Nachdem die starke Überwachung von Arbeitenden, wie es in der industriellen Arbeit üblich war, zunehmend außer Mode gekommen ist, scheint sich im Crowdworking dessen digitalisierte Version hervorzutun. Das lässt die Frage nach vermeintlich überwundenen Formen »betrieblicher Kontrolle« in neuem Gewand aufkommen.


Renaissance der Stechuhr

Mit dem Urteil des Europäischen Gerichtshofs zur Wiedereinführung der »Stechuhr« könnte sich ein altbekanntes Mittel der Überwachung von Arbeit wieder in den Alltag vieler Menschen eingliedern – dieses Mal jedoch mit einer intentionalen Hundertachtziggradwende versehen. Nicht die Arbeitgebenden, sondern die -nehmenden sollen die Möglichkeit erhalten, die Kontrolle über ihre geleistete Arbeitszeit durch deren Transparenzmachung wiederzugewinnen. Auch wenn dabei das Potential zur Umkehrung der intendierten Wirkung besteht, so besteht wohl Hoffnung, dass damit die Diskussion um ein gerechtes Arbeits-Lohn-Verhältnis gestärkt und an der ein oder anderen Stelle den Arbeitenden mehr zeitliche Freiheiten wiedergibt.
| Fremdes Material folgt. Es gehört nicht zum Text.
PR #42, opened 2023-10-20
Add state types into code generation

r-ash:
This PR will move the state types into the code generation

In #38 we added code generation for the parameter types i.e. the input types. This adds code generation for the State object. So after this PR if you want to include a new output you have to
1. Add it into model_output.csv with a new column to say which `model_variant` this should be included in. where `ModelVariant` means just use the template name.. This looks a bit redundant with the `output_when` column. I will have another look at this
2. Run the generate script
3. Add the new type into the StateSaver (this is the next step for code generation)
4. Should be ready to use

If you want to add a new variant this will require some additional work to update the templates, but I think that is fine.


M-Kusumgar (commented):
Mainly looks good to me, i think theres a couple places you can use `paste_lines` but I had a quick question actually. The dimensions that you specify in the `model_output.csv` seem unnecessary, you ditch them in the code so why even specify them in the csv? For example
```csv
hc1_art_pop,hc1_art_pop,REAL,ChildModel,ModelVariant::run_child_model,5,base.hTS,children.hc1DS,children.hc1AG,base.NS,output_years
```
this line has `base.hTS` and `children.hc1DS` but they end up as `hTS<ChildModel>` and `hc1DS<ChildModel>` anyway

Edit: I see the difference between  the two in some of the other code generation so only the `paste_lines` comment stands

M-Kusumgar (approved):

PR #43, opened 2023-12-13
Implement end-year net migration

jeffeaton:
Merge #83 before merging this

WIP: _implements change to demographic model; appreciate feedback on pattern_

* ~Mid-year net-migration code commented -- needs to be removed or put under option flag (as in EPP-ASM)~
  * _UPDATE 29 Dec 2023:_ Mid-year net migration implemented with feature flag `projection_period`, same as leapfrog and EPP-ASM code.
* ~Implementation not tested for HIV population~
   * _UPDATE 29 Dec 2023:_ Implementation for net migration among HIV population verified against Spectrum v6.28 test file with migration and no ART (aligned with leapfrog implementation)


jeffeaton:
I am copying this discussion from Teams to hear regarding guidance on implementing migration option in frogger. On 13 December 2023, @r-ash gave on Teams:


> Re frogger impl, when will people switch between these different migration types? Atm in frogger have 3 model variants
> 1. Fine grained ages with child model switched off
> 2. Coarse grained ages with child model off
> 3. Fine grained ages with child model on
> 
> If this is a switch required for all model variants, then best to put it into the model options and switch on it like you are doing in leapfrog. 
> In which case you'll need to
> * Add it to the Options type https://github.com/mrc-ide/frogger/blob/main/inst/include/types.hpp#L79
> * Ensure it is set here https://github.com/mrc-ide/frogger/blob/main/src/frogger.cpp#L48, can use code like > * https://github.com/mrc-ide/leapfrog/pull/52/files#diff-75e479251a20b3b9a839838ebff9f0a524b8cfc095b171b02a9d4792938e1ffbR51-R58 to set that option


@jeffeaton responded:

> Thanks both. Ashton, Robert -- I went back and forth last night about whether the 'end-year migration' should be a ModelVariant or just switches. I provisionally decided that switches were better (not Variant) because it can be set at run-time, vs. everything specified by ModelVariant are compile-time options.  Does that sound right to you?

@r-ash responded:

> Yep that sounds right to me, I think setting at run time will be simpler if we want this switch to be available for every model variant.

r-ash:
Maggie says that we still need to implement the end-year net migration for on ART adult population

jeffeaton:
> Maggie says that we still need to implement the end-year net migration for on ART adult population

I'm not 100% sure what this refers to (suspect we've discussed it before and I have forgotten).  But end-year net migration for the ART adult population I believe is done in this line: https://github.com/mrc-ide/frogger/blob/22f3287806bd578a8e968f2d9f1e186a3c1fb508/inst/include/hiv_demographic_projection.hpp#L240-L242

If there is something else that you recall on here, please let me know

jeffeaton:
Hi @mwalte10, @r-ash,

I have just added a couple of remaining pending things on this:
* Merged the current main branch
* Addressed the difference in Spectrum and EPP-ASM / Leapfrog ART initiation in #83 -- which is merged into this PR
* Accounted for calendar year projection in the ART initiation

I believe that this branch is now up to date with mrc-ide/leapfrog and I think should be ready for testing and merging

This PR now builds on #83, which is smaller; so I suggest reviewing and merging #83 first, and then coming onto this.

mwalte10:
> > Maggie says that we still need to implement the end-year net migration for on ART adult population
> 
> I'm not 100% sure what this refers to (suspect we've discussed it before and I have forgotten). But end-year net migration for the ART adult population I believe is done in this line:
> 
> https://github.com/mrc-ide/frogger/blob/22f3287806bd578a8e968f2d9f1e186a3c1fb508/inst/include/hiv_demographic_projection.hpp#L240-L242
> 
> If there is something else that you recall on here, please let me know

From reviewing this, I think this was probably just me flagging that the ART population needed to be fixed, but that is all sorted now with the other PR.

inst/include/general_demographic_projection.hpp
```diff
@@ -102,12 +125,14 @@ void run_fertility_and_infant_migration(int time_step,
...
+    if (pars.base.options.proj_period_int == internal::PROJPERIOD_MIDYEAR) {
     // Assume 2/3 survival_probability rate since mortality in first six months higher
     // than second 6 months (Spectrum manual, section 6.2.7.4)
-    real_type migration_rate_a0 = demog.net_migration(0, g, time_step) *
-                                  (1.0 + 2.0 * demog.survival_probability(0, g, time_step)) /
-                                  3.0 / state_next.base.p_total_pop(0, g);
-    state_next.base.p_total_pop(0, g) *= 1.0 + migration_rate_a0;
+      real_type migration_rate_a0 = demog.net_migration(0, g, time_step) *
+                                    (1.0 + 2.0 * demog.survival_probability(0, g, time_step)) /
+                                    3.0 / state_next.base.p_total_pop(0, g);
```
mwalte10, line 133: I think that more explanation / a clearer way of presenting this may be useful. I looked at the spectrum manual and I think that changing the note to read as  "// Assume 2/3 survival_probability rate since mortality in first six months of life for children < 1 is higher  // than second 6 months of life (Spectrum manual, section 6.2.7.4)"

For 131-133: 
I'm reading this as:
mig * (1/3 + 2/3 * surv) / pop

Is survival_probability actually a mortality probability? What does the 1/3 represent? Why doesn't this have to be averaged with the year before if it is a mid year calculation?

inst/include/intermediate_data.hpp
```diff
@@ -89,6 +89,9 @@ const int MALE = 0;
 const int FEMALE = 1;
 const int ART0MOS = 0;
 
+const int PROJPERIOD_MIDYEAR = 0;   // mid-year projection period 
+const int PROJPERIOD_CALENDAR = 1;  // calendar-year projection (Spectrum 6.2 update; December 2022)
```
mwalte10, line 93: should the calendar year be zero? I conceptualize 0 as the default, and seems that calendar year will be default going forward

inst/include/model_simulation.hpp
```diff
@@ -239,87 +239,129 @@ void run_h_art_initiation(int hiv_step,
...
           real_type prop_elig = 1.0;
-          intermediate.base.artelig_hahm(hm, ha - hIDX_15PLUS) =
-              prop_elig * state_next.base.h_hiv_adult(hm, ha, g);
-          intermediate.base.Xartelig_15plus += intermediate.base.artelig_hahm(
-              hm, ha - hIDX_15PLUS);
-          intermediate.base.expect_mort_artelig15plus +=
-              natural_history.cd4_mortality(hm, ha, g) *
-              intermediate.base.artelig_hahm(hm, ha - hIDX_15PLUS);
+
+	  real_type tmp_artelig = prop_elig * state_next.base.h_hiv_adult(hm, ha, g);
```
mwalte10, line 260: Add to the intermediate data object rather than define here.

inst/include/model_simulation.hpp
```diff
@@ -239,87 +239,129 @@ void run_h_art_initiation(int hiv_step,
...
+          intermediate.base.artelig_hahm(hm, ha - hIDX_15PLUS) = tmp_artelig;
+	  intermediate.base.artelig_hm(hm) += tmp_artelig;
+	  intermediate.base.Xartelig_15plus += tmp_artelig;
+
+	  real_type tmp_expect_mort = natural_history.cd4_mortality(hm, ha, g) *
```
mwalte10, line 265: Add to the intermediate data object rather than define here.

inst/include/model_simulation.hpp
```diff
@@ -239,87 +239,129 @@ void run_h_art_initiation(int hiv_step,
...
+      
+      // If the projection period is calendar year (>= Spectrum v6.2), 
+      // this condition is always followed, and it interpolates between
+      // end of last year and current year (+ 1.0).
+      // If projection period was mid-year (<= Spectrum v6.19), the second
+      // half of the projection year interpolates the first half of the
+      // calendar year (e.g. hts 7/10 for 2019 interpolates December 2018
+      // to December 2019)
+
+      real_type art_interp_w = dt * (hiv_step + 1.0);
```
mwalte10, line 330: Add to the intermediate data object rather than define here.

src/frogger.cpp
```diff
@@ -51,10 +51,23 @@ Rcpp::List simulate_model(const leapfrog::StateSpace<ModelVariant> ss,
                           const int proj_years,
                           const int hiv_steps,
                           const std::vector<int> save_steps) {
+
+  int projection_period_int = 0;
+  Rcpp::String projection_period_str  = data["projection_period"];
+  if (projection_period_str  == "midyear") {
+    projection_period_int = 0;
+  } else if (projection_period_str  == "calendar") {
+    projection_period_int = 1;
```
mwalte10, line 60: same suggestion to switch calendar to 0

inst/include/general_demographic_projection.hpp
mwalte10: Add migration_rate_a0 the intermediate data object rather than define here.

inst/include/hiv_demographic_projection.hpp
```diff
@@ -162,19 +161,25 @@ void run_hiv_and_art_stratified_deaths_and_migration(
...
+      }
     }
   }
 
   // remove non-HIV deaths and net migration from adult stratified population
   for (int g = 0; g < ss.NS; ++g) {
     int a = pars.base.options.p_idx_hiv_first_adult;
     for (int ha = 0; ha < ss.hAG; ++ha) {
-      real_type deaths_migrate = 0;
+      real_type deaths_migrate = 0.0;
```
mwalte10, line 177: Add to the intermediate data object rather than define here.

inst/include/hiv_demographic_projection.hpp
```diff
@@ -186,15 +191,61 @@ void run_hiv_and_art_stratified_deaths_and_migration(
...
+    int a = pars.base.options.p_idx_hiv_first_adult;
+    for (int ha = 0; ha < ss.hAG; ++ha) {
+      real_type migration_num_ha = 0.0;
+      real_type hivpop_ha_postmig = 0.0;
+      for (int i = 0; i < ss.hAG_span[ha]; ++i, ++a) {
+	hivpop_ha_postmig += state_next.base.p_hiv_pop(a, g);
+	migration_num_ha += intermediate.base.hiv_net_migration(a, g);
+      }
+      
+      real_type migration_rate = 0.0;
```
mwalte10, line 232: Add to the intermediate data object rather than define here.

inst/include/intermediate_data.hpp
```diff
@@ -102,9 +105,22 @@ struct BaseModelIntermediateData {
...
+  real_type Xart_15plus;
+
+  TensorFixedSize <real_type, Sizes<hDS<ModelVariant>, hAG<ModelVariant>>> artelig_hahm;
+  TensorFixedSize <real_type, Sizes<hDS<ModelVariant>>> artelig_hm;
+  real_type Xartelig_15plus;
+
+  TensorFixedSize <real_type, Sizes<hDS<ModelVariant>>> expect_mort_artelig_hm;
+  real_type expect_mort_artelig15plus;
+
+  TensorFixedSize <real_type, Sizes<hDS<ModelVariant>>> artinit_hm;
```
mwalte10, line 121: Add to the intermediate data object rather than define here.

mwalte10 (changes requested):
See comments on code

src/frogger.cpp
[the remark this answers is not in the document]
jeffeaton: Strongly endorse this

inst/include/model_simulation.hpp
jeffeaton: Regarding this and the other similar comments — my understanding is the `intermediates` object is to avoid re-declaring large temporary blocks of memory on the heap.  This and the other ones flagged are single bits on the stack. They will have negligible overhead.

Is there any benefit to putting these in 'intermediate data'? 

@r-ash maybe weigh in as well.

inst/include/intermediate_data.hpp
jeffeaton: Thanks, this is good suggestion. (They were defined on this based on the sequencing of implementation in EPP-ASM)

jeffeaton: Done in 952c2a8. Also have replaced hardcoding the value to calling the macro

src/frogger.cpp
jeffeaton: In 952c2a8 I have replaced this with calling the macro `leapfrog::internal::PROJPERIOD_CALENDAR`

jeffeaton:
Thanks very much @mwalte10 @r-ash. Can you please review again?

inst/include/model_simulation.hpp
r-ash: Oh yes, I did not realise that. But yes I think no need to add these into intermediate data as they are just stack allocated, sorry if I've misled you on that before Maggie. I think also good to keep that here as keeps the scope of this intermediate data a bit smaller, which is always a positive. I wonder if they are still stack allocated in TMB run where real_type will be one of the TMB types?

jeffeaton: Thanks @r-ash. I'm pretty sure that they will still be for the TMB types, but even if not, it's known at compile time should be well handled.

inst/include/general_demographic_projection.hpp
jeffeaton: Thanks very much, I have elaborated the comment and split up the calculation over two lines.

Surv is the survival probability and the way you have read is correct. In the net migration for all ages above one, half of the mortality is applied `migrant_survival = (0.5 + 0.5 * surv)`. But for infants, the assumption is they will spend more time in the high mortality of the first six months, so 2/3 of the annual mortality is applied.

mwalte10: Sounds good, thanks!

mwalte10 (approved):

PR #44, opened 2024-04-18
Improve how we are managing time steps and update CI

r-ash:
This PR started with just updating the CI. That revealed an issue on valgrind with us reading from uninitialised memory. And in looking at that I think I found a big issue with how we were indexing time. So I have reworked the times here and fixed that.

Before this PR we had an interface to `run_model` where you would set the number of iterations e.g. 60 for the full model. We were then passing this through to C++ and where it became `proj_years` for the projection years and `time_steps` for the number of iterations of the main time loop. `proj_years` was used as one of the dimensions for our input data. But the issue is we were then looping from 1 to <= `time_steps` we were then reading from input data at index `i = time_step` which was reading off the end of any tensor with a `proj_years` index... bit fiddly. We had fixed this in a couple of special cases by passing the input data as `proj_years + 1` but hadn't fixed it everywhere.

Anyway, I thought all that was a bit gross and after chatting through with @mwalte10 she thinks about running the model in terms of years. So I have reverted the interface back to what leapfrog uses which is you call `run_model` with the projection years `1970:2030` by default. We then calculate number of time steps as length of this projection years. I think this gives a cleaner interface, and fixes our valgrind issues.

This PR will
* Updates github actions to our current standard version
* Fixes an instance where we were modifying input data and adds a test to check that this shouldn't happen again
* Adds a script to build test data and runs this
* Updates the `run_model` interface to use projection years instead of time steps

I am expecting the reference tests here will fail, we discussed in the meeting there is some difference between leapfrog and frogger due to updates in leapfrog which we haven't pulled through here. I have skipped these tests for now but will remove that later.


r-ash:
@mwalte10 I've put you as a reviewer on this too, any feedback on the `run_model` interface would be very welcome. I've updated that to work like leapfrog was. So I hope it a bit more intuitive than before.

M-Kusumgar (approved):
Looks good to me!

PR #47, opened 2024-05-29
mrc-5314: Add code generation for state saver types

r-ash:
This PR will add code generation for the OutputState, and StateSaver types. These are the structs which manage the output reporting. I've also moved all the generated code into a directory "generated" within inst/include.

I'd like to do a bit more tidying here, as there are a few things I don't love here
* We still have hardcoded bits in the templates ".hpp.in", I'd like to either generate these, or move them out into another file
* Hardcoded mapping, we have some mapping in the generation code, between ModelVariant and the name used in state e.g. "ModelVariant" to "base", and "ChildModel" to "children".
* Hardcoding of struct types see line 31 in generate_cpp.R
* Specialisations for ChildModel with empty parameters are hardcoded, and will have to be for other new model variants. Would be nice to generate this out. Need to revisit this.
* More directories in inst/include

I think we're a couple of iterations here from something quite tidy and nice but I don't want to make any big structural changes whilst Maggie's PR is in progress as I think will already be a bit of an integration headache.


R/generate_cpp.R
```diff
@@ -412,6 +412,46 @@ generate_state_types <- function(
...
+#' @param output_csv Path to csv file with output specification in it
+#'
+#' @return Nothing, called to generate code in src dir
+#' @keywords internal
+generate_state_saver_types <- function(
+    dest,
+    output_csv = frogger_file("cpp_generation/model_output.csv")) {
+  template_path <- frogger_file("cpp_generation/state_saver_types.hpp.in")
+  template <- readLines(template_path)
+  output_file <- "model_output.csv"
```
M-Kusumgar, line 427: as above?
```suggestion
  output_file <- basename(output_csv)
```

R/generate_cpp.R
```diff
@@ -412,6 +412,46 @@ generate_state_types <- function(
...
 }
 
+#' Generate C++ for state saver types
+#'
+#' @param dest The destination to write generated code to.
+#' @param output_csv Path to csv file with output specification in it
+#'
+#' @return Nothing, called to generate code in src dir
+#' @keywords internal
+generate_state_saver_types <- function(
```
M-Kusumgar, line 422: ive seen the start of this function in a couple of places, mainly cos it's just doing basic parsing, i think this can go into one function, with the header generation as well as these happen for all these generation functions, we should be able to just attach the `header` variable to the parent env inside a function easily, i think the call to the cpp can also be extracted so we are just providing one function that assigns the specific thing that it needs

perhaps will tell you on call!

M-Kusumgar (commented):
Looks good to me! had a small comment about the general structure of this, would be good to discuss on call

R/generate_cpp.R
r-ash: Thanks, that sounds good. I've moved header into the `generate_cpp` function, and updated that to write out the file too. 

I've also put the input and output reading into a util which we can then call from all the generate function. See `read_output_csv` and `read_input_csv`. Let me know what you think

mwalte10 (commented):
This is a bit above my head, but I think I'm tracking where the state_space files are being generated, and that looks good. Flagging that you said there were changes you wanted to make once the paed model was merged in and that now look like its good to go?

PR #49, opened 2024-06-12
Mrc 5466 Run run_wlhiv_births without running full adult model

M-Kusumgar:
I have added a new R function with the same name as the cpp function, `run_wlhiv_births`. This function takes in very similar inputs to the `run_model` function you are used to but with one key difference: it takes in `data_from_adult_model` which is a list of the parameters:
* `h_hiv_adult`
* `h_art_adult`
* `births`
* `p_total_pop`

These were just all Rob and I could find in the `run_wlhiv_births` cpp function. We just substitute these values into `state` and `state_next` at every time step.


man/run_wlhiv_births.Rd
mwalte10, line 1: What do these .Rd files do?

src/frogger.cpp
```diff
@@ -93,3 +93,84 @@ Rcpp::List run_base_model(const Rcpp::List data,
...
+        }
+      }
+      for (int p = 0; p < ss.base.pAG; ++p) {
+        for (int s = 0; s < ss.base.NS; ++s) {
+          state_next.base.p_total_pop(p, s) = p_total_pop(p, s, step);
+          state.base.p_total_pop(p, s) = p_total_pop(p, s, step - 1);
+        }
+      }
+      state_next.base.births = births(step);
+      state.base.births = births(step - 1);
```
mwalte10, line 163: This is just making it so that they state object (not sure if that is the correct word) has the input from the adult population right? Maybe a good thing to create a function for in the future?

man/run_wlhiv_births.Rd
M-Kusumgar: These are R documentation files, you can automatically transform that comment above the run_wlhiv_births R function into documentation automatically, using `devtools::document()` or something like that, i have it binded to a shortcut on my text editor XD

src/frogger.cpp
M-Kusumgar: Yep exactly, this was just a sort of stop gap but I think we have a plan of doing this a more general way which will involve some abstraction of this to help you guys run any general cpp function, that will probably involve either some code generation for this or a smarter function with this logic extracted

r-ash: I have a need for something like this for the Python wrapper. Let me know when you come to impl this and let's chat

R/run_model.R
```diff
@@ -63,3 +63,49 @@ run_model <- function(data, parameters, sim_years,
...
+    output_steps <- which(sim_years %in% output_steps)
+  }
+
+  parameters$hAG_SPAN <- parameters[["hAG_SPAN_full"]]
+  parameters$cd4_initdist <- parameters[["cd4_initdist_full"]]
+  parameters$cd4_prog <- parameters[["cd4_prog_full"]]
+  parameters$cd4_mort <- parameters[["cd4_mort_full"]]
+  parameters$art_mort <- parameters[["art_mort_full"]]
+
+  data <- c(data, parameters)
```
r-ash, line 108: Worth putting this into a helper which we can call from here and run_model?

r-ash (approved):
This looks good, it's a bit gross how much work we have to do to get the setup so we can run the function Maggie needs. I think if this does what Maggie wants, then fine to merge it for now. But we should look at making this easier.

For the Python wrapper I think I am going to need a way to initialise the State from data passed in by Python. I expect we can re-use that bit here to make the State portion a little simpler. 

But I do wonder if worth thinking about pulling `run_wlhiv_births_r` out into another function which just exposes the data Maggie needs. And then calling that from the model code and exposing that function itself. Depends a bit on what that needs.

M-Kusumgar:
closing this for now, this might become obsolete or at least need a lot of modification with the new mixins and code generation pattern

Issue #51, opened 2024-06-14
Add CI for Python interface


r-ash:
Run the tests for the first cut, but eventually to build wheels and push to pypyi

PR #59, opened 2024-06-14
Add CI build

r-ash:
Builds on #50 and should be reviewed after that

This PR adds a CI build for python project which runs on windows, linux and mac. The build runs tests, coverage and lint checks. Addresses #51

### DIFF
--- a/.github/workflows/leapfrog-py-test.yaml
+++ b/.github/workflows/leapfrog-py-test.yaml
@@ -22,7 +22,7 @@ jobs:
       matrix:
         config:
           - {os: macos-latest,   py: '3.12'}
-          - {os: ubuntu-latest,  py: '3.8'}
+          - {os: ubuntu-latest,  py: '3.9'}
           - {os: ubuntu-latest,  py: '3.10'}
           - {os: ubuntu-latest,  py: '3.11'}
           - {os: ubuntu-latest,  py: '3.12'}
--- a/.github/workflows/leapfrog-py-test.yaml
+++ b/.github/workflows/leapfrog-py-test.yaml
@@ -1,0 +1,64 @@
+name: Test
+
+on:
+  pull_request:
+    branches:
+      - main
+      - python-interface-poc
+  push:
+    branches:
+      - main
+      - python-interface-poc
+
+jobs:
+  run:
+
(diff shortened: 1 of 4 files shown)


rlglaubius (approved):
Looks good to me, but I rate my confidence as "low" in this space.

.github/workflows/leapfrog-py-test.yaml
```diff
@@ -0,0 +1,87 @@
...
+    strategy:
+      fail-fast: false
+      matrix:
+        config:
+          - {os: macos-latest,   py: '3.12'}
+          - {os: ubuntu-latest,  py: '3.8'}
+          - {os: ubuntu-latest,  py: '3.10'}
+          - {os: ubuntu-latest,  py: '3.11'}
+          - {os: ubuntu-latest,  py: '3.12'}
+          - {os: windows-latest, py: '3.12'}
```
M-Kusumgar, line 29: why not 3.9?

.github/workflows/leapfrog-py-test.yaml
```diff
@@ -0,0 +1,87 @@
...
+
+      - name: Test
+        run: |
+          hatch run cov-ci
+
+      - name: Lint
+        run: |
+          # https://github.com/python/mypy/issues/10863
+          mkdir -p .mypy_cache
+          hatch run lint:all
```
M-Kusumgar, line 73: happy with this but might be nicer to run lint before tests, feel like its more immediate feedback

M-Kusumgar (approved):
Looks good to me, have some optional comments!

.github/workflows/leapfrog-py-test.yaml
r-ash: Ah just missed that when I went through and updated the versions. Testing 3.9 - 3.12 which I think should be enough.

.github/workflows/leapfrog-py-test.yaml
r-ash: Yeah makes sense, tests are actually faster than lint atm but will keep in mind as that probably won't always be true

M-Kusumgar: damn tests being faster than lint is amazing

PR #60, opened 2024-06-17
Ensure state types can be passed by reference

### LINKED ISSUE #55: Add a State type which can work with Tensor containers
At the moment the State is implemented using TensorFixedSize, so I can't pass a reference to numpy data into it and so have to do a copy on the way out.
* Could do this by templating it, which is good as that is a compile time switch but means that template then propagates everywhere
* Or I could do it using std::variant which is like a union type. This is quite nice, but means that it will allocate space for the largest of these every time, which will always be the fixed size tensor. It would be nice to avoid that.

r-ash:
Fixes #55 and builds on #59, should be reviewed after that

This PR will
* Add a new template arg to State types so that they can either own data i.e. use TensorFixedSize types, or they can hold references to data owned elsewhere i.e. TensorMap<TensorFixedSize> types. We want this because from Python we have a large numpy array with a time dimension. I want to take a view of this at time `t - 1` and `t`, and pass these in as `state` and `state_next`. Where `state` will be used by reference readonly and `state_next` will be written to. 
* Add a script to benchmark to the python fit

Benchmark with state owning the memory (before this PR)
```
❯ ./benchmark.py
Full model benchmark
Minimum Time: 16.5 ms
Median Time: 19.3 ms
Maximum Time: 24.3 ms
Number of Iterations: 50
Total Time: 980.6 ms

Year by year benchmark
Minimum Time: 18.6 ms
Median Time: 19.4 ms
Maximum Time: 22.9 ms
Number of Iterations: 50
Total Time: 987.2 ms
```

Passing State by reference (after this PR)
```
❯ ./scripts/benchmark.py
Full model benchmark
Minimum Time: 16.2 ms
Median Time: 19.5 ms
Maximum Time: 22.8 ms
Number of Iterations: 50
Total Time: 980.5 ms

Year by year benchmark
Minimum Time: 15.2 ms
Median Time: 15.7 ms
Maximum Time: 17.6 ms
Number of Iterations: 50
Total Time: 799.2 ms
```

### DIFF
--- a/.github/workflows/R-CMD-check.yaml
+++ b/.github/workflows/R-CMD-check.yaml
@@ -2,9 +2,7 @@
 # Need help debugging build failures? Start at https://github.com/r-lib/actions#where-to-find-help
 on:
   push:
-    branches: [ main, master ]
   pull_request:
-    branches: [ main, master ]
 
 name: R-CMD-check
 
--- a/.github/workflows/leapfrog-py-test.yaml
+++ b/.github/workflows/leapfrog-py-test.yaml
@@ -2,13 +2,7 @@ name: Test
 
 on:
   pull_request:
-    branches:
-      - main
-      - python-interface-poc
   push:
-    branches:
-      - main
-      - python-interface-poc
 
 jobs:
   run:
--- a/inst/include/child_model_simulation.hpp
+++ b/inst/include/child_model_simulation.hpp
@@ -7,11 +7,11 @@ namespace leapfrog {
 
 namespace internal {
 
-template<typename ModelVariant, typename real_type>
+template<typename ModelVariant, typename real_type, bool OwnedData>
 void run_child_ageing(int time_step,
                       const Parameters<ModelVariant, real_type> &pars,
-                      const State<ModelVariant, real_type> &state_curr,
-                      State<ModelVariant, real_type> &state_next,
+                      const State<ModelVariant, real_type, OwnedData> &state_curr,
+                      State<ModelVariant, real_type, OwnedData> &state_next,
                       IntermediateData<ModelVariant, real_type> &intermediate) {
   const auto demog = pars.base.demography;
   const auto cpars = pars.children.children;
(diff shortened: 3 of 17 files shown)


rlglaubius (approved):
Looks good!

M-Kusumgar (commented):
I think the code looks good, however, was wondering how much the different tensor types actually affect run time, have you benchmarked the difference (for the R)? If the difference isnt very big/negligible then it might be worth it to not have yet another template arg and instead just treat everything as a TensorMap of TensorFixedSize. I believe promoting to a tensor map is probably very cheap

r-ash:
> I think the code looks good, however, was wondering how much the different tensor types actually affect run time, have you benchmarked the difference (for the R)? If the difference isnt very big/negligible then it might be worth it to not have yet another template arg and instead just treat everything as a TensorMap of TensorFixedSize. I believe promoting to a tensor map is probably very cheap

I'm not planning to use the mapped tensor types from R, and would require some changes to get it to do that. We want `State` to always own that data. And I *think* though not 100% sure that that would require some more changes than just wrapping the TensorFixedSize in a TensorMap.

If I understand what you're suggesting right, something like this? 

```
struct State {
  TensorMap<TensorFixedSize<double, Sizes<3, 4>>> a;

  State() : a(TensorFixedSize<double, Sizes<3, 4>>().data(), Sizes<3, 4>()) {}

  State(const TensorMap<TensorFixedSize<double, Sizes<3, 4>>>& a) : a(a) {}

  void reset() {
    a.setZero();
  }
};
```

I think with this we'll run into an issue with the TensorFixedSize being temporary. So believe after calling the no arg constructor the TensorFixedSize will be temporary and so will be cleaned up. Leaving the TensorMap with a dangling pointer. So I believe for this to work we'd either need to create those TensorFixedSizes somewhere else and ensure they live longer than the State object. Or we'd need State to hold a reference to their data. e.g.

```
TensorFixedSize<double, Sizes<3, 4>> a_data;
TensorMap<TensorFixedSize<double, Sizes<3, 4>>> a;
```

which is a bit gross.

So I think using the template param is perhaps the "nicest" way to do this. I also use it in a later PR with `std::enable_if_t` to exclude certain functions from the compiled version. Which I think is quite nice. Stops accidental calls to wrong ctor or to `reset` when it shouldn't be allowed. See https://github.com/mrc-ide/frogger/pull/62/files#diff-3180c63332b3fc5017131b639495e7e3eaadf9c26cad780d96ba2990eeef6bd1R49

That said - I'm just building understanding of this atm. And very happy to be corrected if I am misunderstanding something.

M-Kusumgar (approved):
Think I understand this now! Happy to approve it!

Ein kurzer historischer Ausblick: Eine der größten Einschneidungen im Verhältnis von Mensch und Arbeit war wohl die Einführung des tayloristischen Produktionssystems. Dessen ‚scientific management‘ machte es sich zur Aufgabe, durch wissenschaftliche Analysen die Abstimmung zwischen produzierender Technik und Arbeitenden zu optimieren und über die Erfassung individueller Leistung Kontrolle über letztere und ihre Produktivität zu gewinnen. Das tayloristische Überwachungssystem folgte damit einer als klassisch bezeichenbaren Logik betrieblicher Herrschaft.

Crowdworking

So offensichtlich diese frühmodernen Überwachungs- und Kontrollformen mittlerweile nur noch eine marginale Gruppe von Arbeitenden betreffen und durch andere Herrschaftsformen ersetzt wurden, so scheint die strukturelle Veränderung von Arbeit bezüglich ihrer digitalen Transformation ebenjene historische Situation wieder hervorzurufen; Sogenanntes »Crowdworking« bezeichnet diesbezüglich einen Arbeitstyp, der in vielen Hinsichten unterschiedlicher nicht sein könnte als der klassischer Industriearbeit. In Zeiten von Plattform-Unternehmen wie den »Big Five« wird der Arbeitsauftrag zum Gig und die Arbeitsform die der (Schein-)Selbstständigkeit. ‚Crowdworker‘ sind nicht mehr vertraglich in einem Betrieb angestellt, arbeiten aber dennoch für diesen. Und zwar auf ganz spezielle Form, denn Crowdworking läuft vor Allem im digitalen Raum ab:

Aufgaben, die in der entsprechenden Community zur Verfügung gestellt werden, reichen von ‚micro tasks‘ wie dem hunderttausendfachen Kategorisieren von Bildern bis hin zu Wettbewerben für die nächste Imagekampagne. Verdient wird entsprechend der Aufgabe wenige Cents pro Bild oder mehrere Hunderttausend für den Wettbewerbssieg.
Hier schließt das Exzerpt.